═════ Recorded information

PR #145, opened 2026-09-04
refactor(vector_store)!: switch pgvector backend from psycopg to asyncpg

jakub-walaszczyk:
psycopg needs a libpq binding in every install mode: bundled (`[binary]`, which statically ships its own libpq/OpenSSL and can conflict with an OpenSSL already loaded by another dependency), compiled (`[c]`, needs a compiler and libpq headers at install time), or system-provided (plain `psycopg`, needs libpq installed on the target machine at runtime — the failure mode that motivated this change). asyncpg reimplements the Postgres wire protocol itself and uses Python's own `ssl` module, so it ships as a normal wheel with no libpq dependency in any form, matching ai4rag's requirement to install and run out of the box.

PGVectorStore's public sync API (search/add_documents/clean_collection/ close) is unchanged: asyncpg's Pool/Connection are bound to the event loop that creates them, so the store now opens one dedicated background event loop per instance and dispatches every DB coroutine onto it via run_coroutine_threadsafe, bridging back to a plain return value for every caller thread (e.g. query_rag()'s ThreadPoolExecutor workers).

Also fixes a latent ordering bug surfaced while rewriting _configure_connection: register_vector() looks up the `vector` type's OID, which does not exist until `CREATE EXTENSION IF NOT EXISTS vector` has run at least once, but the old code called them in the wrong order.

BREAKING CHANGE: PGVectorStore now raises asyncpg exceptions on database errors (e.g. asyncpg.exceptions.PostgresConnectionError) instead of psycopg ones. `psycopg`/`psycopg_pool` are no longer dependencies of ai4rag; `asyncpg` is required instead.

Assisted-by: Claude Code

## Description
Brief summary of changes

## Motivation
Why is this change needed?

## Changes
- Another change

## Testing
How did you test this?

## Checklist
- [ ] Tests added/updated
- [ ] Documentation updated
- [ ] All checks passing

### DIFF
--- a/ai4rag/rag/vector_store/pgvector.py
+++ b/ai4rag/rag/vector_store/pgvector.py
@@ -6,6 +6,7 @@ import asyncio
 import heapq
 import json
 import threading
+from collections.abc import Callable
 from dataclasses import dataclass
 from typing import Any
 
@@ -37,6 +38,20 @@ class _LoopBoundPool:
     pool: asyncpg.Pool
     loop: asyncio.AbstractEventLoop
     thread: threading.Thread
+
+
+class _InFlightTracker:
+    """Tracks calls dispatched via :meth:`PGVectorStore._run`, so :meth:`PGVectorStore.close`
+    can wait for them to drain before tearing down the event loop.
+
+    ``cond`` and ``count`` are always read and mutated together — one under the
+    other — so, like :class:`_LoopBoundPool`, they are bundled into a single
+    object rather than two separate attributes on the store.
+    """
+
+    def __init__(self) -> None:
+        self.cond = threading.Condition()
+        self.count = 0
 
 
 class PGVectorStore(BaseVectorStore):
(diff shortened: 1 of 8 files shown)


jakub-walaszczyk:
@Mateusz-Switala notebooks work when downloaded to the local env. 
@MichalSteczko @Mateusz-Switala did you have a chance to look at this? Can we merge and release?

ai4rag/rag/vector_store/pgvector.py
```diff
@@ -148,112 +211,233 @@ def __init__(
...
         self._table_created: bool = False
         self._db_lock = threading.Lock()
 
-    def _ensure_pool(self) -> ConnectionPool:
-        """Return the pool, opening it on the first call — does not create the table.
+        # Guards the handoff between _run() (reader) and close() (writer): close()
+        # must not stop/close the loop while another thread's _run() call is still
+        # dispatched on it. See _run() and close() for the drain protocol this
+        # implements.
+        self._inflight = _InFlightTracker()
```
MichalSteczko, line 223: Add this attribute to __init__ and initialise it there since other callers can get "different" Conditions to stop or maybe I am mistaken and it is expected behaviour.

Mateusz-Switala (approved):
/lgtm

ai4rag/rag/vector_store/pgvector.py
```diff
@@ -148,112 +211,233 @@ def __init__(
...
+                coro.close()  # avoid a "coroutine was never awaited" warning
+                raise RuntimeError(f"PGVectorStore for collection {self._collection_name!r} is closed.")
+            self._inflight.count += 1
+        try:
+            return self._dispatch(db.loop, coro)
+        finally:
+            with self._inflight.cond:
+                self._inflight.count -= 1
+                if self._inflight.count == 0:
+                    self._inflight.cond.notify_all()
```
MichalSteczko: Do we need to spawn here another `condition` since it can't cause race condition.

ai4rag/rag/vector_store/pgvector.py
```diff
@@ -310,60 +494,75 @@ def _ensure_indexes(self) -> None:
...
             A ``CREATE INDEX IF NOT EXISTS ...`` statement.
         """
         try:
-            conn.execute(index_sql)
-        except psycopg.errors.UniqueViolation:
+            await conn.execute(index_sql)
+        except asyncpg.exceptions.UniqueViolationError:
             logger.info(
                 "PGVector index for %s was created concurrently elsewhere; continuing.",
                 self._collection_name,
```
MichalSteczko, line 568: Maybe we should to put this on DEBUG.

ai4rag/rag/vector_store/pgvector.py
```diff
@@ -736,19 +1002,48 @@ def _insert_batch_with_retry(self, batch: list[tuple[str, str, list[float], str,
...
             logger.warning("PGVector insert failed (%s); retrying batch of %d rows.", exc, len(batch))
-            self._insert_batch(batch)
+            self._run(self._insert_batch_async(pool, batch))
 
     def clean_collection(self) -> None:
         """Drop the PostgreSQL table."""
-        with self._ensure_pool().connection() as conn:
-            conn.execute(f"DROP TABLE IF EXISTS {self._quoted_table()} CASCADE")
+        pool = self._ensure_pool()
+        self._run_with_retry(lambda: self._drop_table(pool))
```
MichalSteczko, line 1018: `clean_collection()` method drops the table but does not reset `_table_created` and `_indexes_built`. Subsequent operations may assume the dropped table/indexes still exist.

MichalSteczko (commented):
LGTM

══════════

Retype the records above without changing a single word.

▶ [Result]:
PR #145, opened 2026-09-04
refactor(vector_store)!: switch pgvector backend from psycopg to asyncpg

jakub-walaszczyk:
psycopg needs a libpq binding in every install mode: bundled (`[binary]`, which statically ships its own libpq/OpenSSL and can conflict with an OpenSSL already loaded by another dependency), compiled (`[c]`, needs a compiler and libpq headers at install time), or system-provided (plain `psycopg`, needs libpq installed on the target machine at runtime — the failure mode that motivated this change). asyncpg reimplements the Postgres wire protocol itself and uses Python's own `ssl` module, so it ships as a normal wheel with no libpq dependency in any form, matching ai4rag's requirement to install and run out of the box.

PGVectorStore's public sync API (search/add_documents/clean_collection/ close) is unchanged: asyncpg's Pool/Connection are bound to the event loop that creates them, so the store now opens one dedicated background event loop per instance and dispatches every DB coroutine onto it via run_coroutine_threadsafe, bridging back to a plain return value for every caller thread (e.g. query_rag()'s ThreadPoolExecutor workers).

Also fixes a latent ordering bug surfaced while rewriting _configure_connection: register_vector() looks up the `vector` type's OID, which does not exist until `CREATE EXTENSION IF NOT EXISTS vector` has run at least once, but the old code called them in the wrong order.

BREAKING CHANGE: PGVectorStore now raises asyncpg exceptions on database errors (e.g. asyncpg.exceptions.PostgresConnectionError) instead of psycopg ones. `psycopg`/`psycopg_pool` are no longer dependencies of ai4rag; `asyncpg` is required instead.

Assisted-by: Claude Code

## Description
Brief summary of changes

## Motivation
Why is this change needed?

## Changes
- Another change

## Testing
How did you test this?

## Checklist
- [ ] Tests added/updated
- [ ] Documentation updated
- [ ] All checks passing

### DIFF
--- a/ai4rag/rag/vector_store/pgvector.py
+++ b/ai4rag/rag/vector_store/pgvector.py
@@ -6,6 +6,7 @@ import asyncio
 import heapq
 import json
 import threading
+from collections.abc import Callable
 from dataclasses import dataclass
 from typing import Any
 
@@ -37,6 +38,20 @@ class _LoopBoundPool:
     pool: asyncpg.Pool
     loop: asyncio.AbstractEventLoop
     thread: threading.Thread
+
+
+class _InFlightTracker:
+    """Tracks calls dispatched via :meth:`PGVectorStore._run`, so :meth:`PGVectorStore.close`
+    can wait for them to drain before tearing down the event loop.
+
+    ``cond`` and ``count`` are always read and mutated together — one under the
+    other — so, like :class:`_LoopBoundPool`, they are bundled into a single
+    object rather than two separate attributes on the store.
+    """
+
+    def __init__(self) -> None:
+        self.cond = threading.Condition()
+        self.count = 0
 
 
 class PGVectorStore(BaseVectorStore):
(diff shortened: 1 of 8 files shown)


jakub-walaszczyk:
@Mateusz-Switala notebooks work when downloaded to the local env. 
@MichalSteczko @Mateusz-Switala did you have a chance to look at this? Can we merge and release?

ai4rag/rag/vector_store/pgvector.py
```diff
@@ -148,112 +211,233 @@ def __init__(
...
         self._table_created: bool = False
         self._db_lock = threading.Lock()
 
-    def _ensure_pool(self) -> ConnectionPool:
-        """Return the pool, opening it on the first call — does not create the table.
+        # Guards the handoff between _run() (reader) and close() (writer): close()
+        # must not stop/close the loop while another thread's _run() call is still
+        # dispatched on it. See _run() and close() for the drain protocol this
+        # implements.
+        self._inflight = _InFlightTracker()
```
MichalSteczko, line 223: Add this attribute to __init__ and initialise it there since other callers can get "different" Conditions to stop or maybe I am mistaken and it is expected behaviour.

Mateusz-Switala (approved):
/lgtm

ai4rag/rag/vector_store/pgvector.py
```diff
@@ -148,112 +211,233 @@ def __init__(
...
+                coro.close()  # avoid a "coroutine was never awaited" warning
+                raise RuntimeError(f"PGVectorStore for collection {self._collection_name!r} is closed.")
+            self._inflight.count += 1
+        try:
+            return self._dispatch(db.loop, coro)
+        finally:
+            with self._inflight.cond:
+                self._inflight.count -= 1
+                if self._inflight.count == 0:
+                    self._inflight.cond.notify_all()
```
MichalSteczko: Do we need to spawn here another `condition` since it can't cause race condition.

ai4rag/rag/vector_store/pgvector.py
```diff
@@ -310,60 +494,75 @@ def _ensure_indexes(self) -> None:
...
             A ``CREATE INDEX IF NOT EXISTS ...`` statement.
         """
         try:
-            conn.execute(index_sql)
-        except psycopg.errors.UniqueViolation:
+            await conn.execute(index_sql)
+        except asyncpg.exceptions.UniqueViolationError:
             logger.info(
                 "PGVector index for %s was created concurrently elsewhere; continuing.",
                 self._collection_name,
```
MichalSteczko, line 568: Maybe we should to put this on DEBUG.

ai4rag/rag/vector_store/pgvector.py
```diff
@@ -736,19 +1002,48 @@ def _insert_batch_with_retry(self, batch: list[tuple[str, str, list[float], str,
...
             logger.warning("PGVector insert failed (%s); retrying batch of %d rows.", exc, len(batch))
-            self._insert_batch(batch)
+            self._run(self._insert_batch_async(pool, batch))
 
     def clean_collection(self) -> None:
         """Drop the PostgreSQL table."""
-        with self._ensure_pool().connection() as conn:
-            conn.execute(f"DROP TABLE IF EXISTS {self._quoted_table()} CASCADE")
+        pool = self._ensure_pool()
+        self._run_with_retry(lambda: self._drop_table(pool))
```
MichalSteczko, line 1018: `clean_collection()` method drops the table but does not reset `_table_created` and `_indexes_built`. Subsequent operations may assume the dropped table/indexes still exist.

MichalSteczko (commented):
LGTM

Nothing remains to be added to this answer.